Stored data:
PR #205, opened 2020-07-20
Refactor Identity and Cloud provider services to be stateless.

boarnoah:
More of an experimental thing, if it looks too silly / convoluted please feel free to say so, its not essential that it's merged.

BMX is primarily about talking to Okta (beyond a generic interface of course). The Okta Authentication API is stateful with for example a state token during authentication which is then exchanged for a session token. 

Its easy enough to store this state internally to OktaIdentityProvider without leaking implementation data to BMXCore (the project that orchestrates the various calls to Identity and Cloud Providers. [Workflow diagram](https://github.com/Brightspace/bmx/wiki/Architecture).

What this means though is that for example Identity Service has very strong sequential coupling, calls cannot be called out of order or skipped. Which is a code smell + it makes unit testing painful: 
ex:

`
_identityProvider.Authenticate(...);
// This call can't happen till .Authenticate has been called etc..., the state is stored internal to _identityProvider
_identityProvider.GetAccounts(...)
`
Couple of solutions:
Maintain state within BmxCore, passed to service calls as arguments (i.e GetAccounts requires a state object that can only be received from Authenticate call) :
1. Leak implementation details (of Okta state) directly to BmxCore
2. Have BmxCore interact with state as generics (implementations such as OktaIdentityProvider will use more specific types) <- What I've implemented in this PR

An alternate suggestion on SE StackExchange (where I asked this)  was to move the state to a wrapper class maintaining state that can be disposed afterwards. Don't see how that solves the problem of sequential coupling IMO. 

PS:  SE Stackexchange thread for a more general [answer](https://softwareengineering.stackexchange.com/questions/412544/avoiding-sequential-coupling-while-maintaining-separation-of-concerns)

Long PR with a lot of diff >.<

### DIFF
--- a/Bmx.CommandLine/CommandLine.cs
+++ b/Bmx.CommandLine/CommandLine.cs
@@ -5,14 +5,20 @@ using System.CommandLine.Invocation;
 using System.CommandLine.Parsing;
 using System.Threading.Tasks;
 using Bmx.Core;
+using Bmx.Core.State;
 
 namespace Bmx.CommandLine {
-	public class CommandLine {
-		private readonly IBmxCore _bmx;
+	public class CommandLine<TAuthenticateState, TAuthenticatedState, TAccountState, TRoleState>
+		where TAuthenticateState : IAuthenticateState
+		where TAuthenticatedState : IAuthenticatedState
+		where TAccountState : IAccountState
+		where TRoleState : IRoleState {
+		private readonly IBmxCore<TAuthenticateState, TAuthenticatedState, TAccountState, TRoleState> _bmx;
 		private readonly IBmxConfig _bmxConfig;
 		private readonly Parser _cmdLineParser;
 
-		public CommandLine( IBmxCore bmx, IBmxConfig bmxConfig ) {
+		public CommandLine( IBmxCore<TAuthenticateState, TAuthenticatedState, TAccountState, TRoleState> bmx,
+			IBmxConfig bmxConfig ) {
 			_bmx = bmx;
 			_bmxConfig = bmxConfig;
 			_cmdLineParser = BuildCommandLine().UseDefaults().Build();
--- a/Bmx.Idp.Okta/State/OktaAccountState.cs
+++ b/Bmx.Idp.Okta/State/OktaAccountState.cs
@@ -7,12 +7,10 @@ namespace Bmx.Idp.Okta.State {
 		public OktaAccountState( OktaApp[] oktaApps, string accountType ) {
 			OktaApps = oktaApps;
 			AccountType = accountType;
+			Accounts = OktaApps.Where( app => app.AppName == AccountType ).Select( app => app.Label ).ToArray();
 		}
 
-		public string[] Accounts {
-			get => OktaApps.Where( app => app.AppName == AccountType ).Select( app => app.Label ).ToArray();
-		}
-
+		public string[] Accounts { get; }
 		internal string AccountType { get; }
 		internal OktaApp[] OktaApps { get; }
 	}
--- a/Bmx.Idp.Okta/State/OktaAccountState.cs
+++ b/Bmx.Idp.Okta/State/OktaAccountState.cs
@@ -1,0 +1,19 @@
+﻿using System.Linq;
+using Bmx.Core.State;
+using Bmx.Idp.Okta.Models;
+
+namespace Bmx.Idp.Okta.State {
+	public class OktaAccountState : IAccountState {
+		public OktaAccountState( OktaApp[] oktaApps, string accountType ) {
+			OktaApps = oktaApps;
+			AccountType = accountType;
+		}
+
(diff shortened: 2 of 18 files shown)


Bmx.CommandLine/CommandLine.cs
```diff
@@ -5,14 +5,20 @@
 using System.CommandLine.Parsing;
 using System.Threading.Tasks;
 using Bmx.Core;
+using Bmx.Core.State;
 
 namespace Bmx.CommandLine {
-	public class CommandLine {
-		private readonly IBmxCore _bmx;
+	public class CommandLine<TAuthenticateState, TAuthenticatedState, TAccountState, TRoleState>
+		where TAuthenticateState : IAuthenticateState
```
MattPinelli, line 12: Is this syntax related to .NET Core DI? Never seen it before.

andrewalkema: This is a generic type constraint, I think it's also in .NET Framework.  Usually these `T` style arguments can be any time, Adipa is saying `TAuthenticateState` has to be an implementation of `IAuthenticateState`.

MattPinelli: Ah cool, thanks.

boarnoah:
Appreciate if could I get some thoughts on this, @andrewalkema (you already did in slack :P ), @neverendingqs @cfbao

In short, reduces sequential coupling of services by requiring state to be passed into method calls as typed objects. That way its more explicit what the order of calls are (call 2 requires an object that call 1 generates) and makes testing simpler.

Bmx.Idp.Okta/State/OktaAccountState.cs
```diff
@@ -0,0 +1,19 @@
...
+
+namespace Bmx.Idp.Okta.State {
+	public class OktaAccountState : IAccountState {
+		public OktaAccountState( OktaApp[] oktaApps, string accountType ) {
+			OktaApps = oktaApps;
+			AccountType = accountType;
+		}
+
+		public string[] Accounts {
+			get => OktaApps.Where( app => app.AppName == AccountType ).Select( app => app.Label ).ToArray();
```
neverendingqs, line 13: Minor: we could do this once in the constructor instead of every time we call the getter.

Bmx.Idp.Okta/State/OktaAuthenticateState.cs
```diff
@@ -0,0 +1,31 @@
...
+				if( factor.FactorType.Contains( "token" ) || factor.FactorType.Contains( "sms" ) ) {
+					return new MfaOption( factor.FactorType, MfaType.Challenge );
+				}
+
+				if( factor.FactorType.Contains( "push" ) ) {
+					return new MfaOption( factor.FactorType, MfaType.Verify );
+				}
+
+				return new MfaOption( factor.FactorType, MfaType.Unknown );
+			} ).ToArray();
```
neverendingqs, line 24: Similar: could we simply do this once in the constructor?

boarnoah:
Agree its not super clear at glance value, however it is being checked at compile time as opposed to runtime down casting (because of how I used generics).

For example it is not possible to instantiate an object of different implementation of IAuthenticateState and pass it in, OktaClient expects it to be of type OktaAuthenticateState (This happens on compile / IDE warning).

The option of using callback events for these other services is intriguing, I'm worried it'll make it harder to reason with BmxCore however.

neverendingqs:
> For example it is not possible to instantiate an object of different implementation of IAuthenticateState and pass it in, OktaClient expects it to be of type OktaAuthenticateState (This happens on compile / IDE warning).

That largely resolves my concern then. Thanks!

> The option of using callback events for these other services is intriguing, I'm worried it'll make it harder to reason with BmxCore however.

Double-check: are we both thinking something like this?

```cs
string accountCredentials = await _identityProvider.GetServiceProviderSaml(
  org: org,
  getUser: (idpName) => user ?? PromptUserName( idpName ),
  getPassword: (idpName) => PromptUserPassword( idpName ),
  getMfaType: (mfaOptionNames) => PromptMfaType( mfaOptionNames );
  getMfa: (selectedMfa) => PromptMfaInput( selectedMfa )
);
```

boarnoah:
Sorry, missed the notification.

I guess doing it that way via callback eliminates need for BmxCore to be unaware of state altogether I guess (whether that was implicitly in sequential coupling or explicit like this PR) - state would instead be isolated to just the Okta project. 

The question is would it be more clearer up front with callbacks or explicit state pass through to methods. 
Callbacks certainly make the code a bit more concise (BmxCore is relegated to a much smaller / vestigial role this way).

boarnoah:
Had some further thought on this, think I'll merge it in later today.

I wrote tests using this approach and it was fairly straightforward to pass in a specific state to a Service method and test it it in isolation this way.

→ YOUR ASSIGNMENT: Please reproduce, exactly as written, the lines of the records from the first line through the one containing "-5,14 +5,20 @@ using System.CommandLine.Invocation;".

→ RESPONSE TO THE TASK:
PR #205, opened 2020-07-20
Refactor Identity and Cloud provider services to be stateless.

boarnoah:
More of an experimental thing, if it looks too silly / convoluted please feel free to say so, its not essential that it's merged.

BMX is primarily about talking to Okta (beyond a generic interface of course). The Okta Authentication API is stateful with for example a state token during authentication which is then exchanged for a session token. 

Its easy enough to store this state internally to OktaIdentityProvider without leaking implementation data to BMXCore (the project that orchestrates the various calls to Identity and Cloud Providers. [Workflow diagram](https://github.com/Brightspace/bmx/wiki/Architecture).

What this means though is that for example Identity Service has very strong sequential coupling, calls cannot be called out of order or skipped. Which is a code smell + it makes unit testing painful: 
ex:

`
_identityProvider.Authenticate(...);
// This call can't happen till .Authenticate has been called etc..., the state is stored internal to _identityProvider
_identityProvider.GetAccounts(...)
`
Couple of solutions:
Maintain state within BmxCore, passed to service calls as arguments (i.e GetAccounts requires a state object that can only be received from Authenticate call) :
1. Leak implementation details (of Okta state) directly to BmxCore
2. Have BmxCore interact with state as generics (implementations such as OktaIdentityProvider will use more specific types) <- What I've implemented in this PR

An alternate suggestion on SE StackExchange (where I asked this)  was to move the state to a wrapper class maintaining state that can be disposed afterwards. Don't see how that solves the problem of sequential coupling IMO. 

PS:  SE Stackexchange thread for a more general [answer](https://softwareengineering.stackexchange.com/questions/412544/avoiding-sequential-coupling-while-maintaining-separation-of-concerns)

Long PR with a lot of diff >.<

### DIFF
--- a/Bmx.CommandLine/CommandLine.cs
+++ b/Bmx.CommandLine/CommandLine.cs
@@ -5,14 +5,20 @@ using System.CommandLine.Invocation;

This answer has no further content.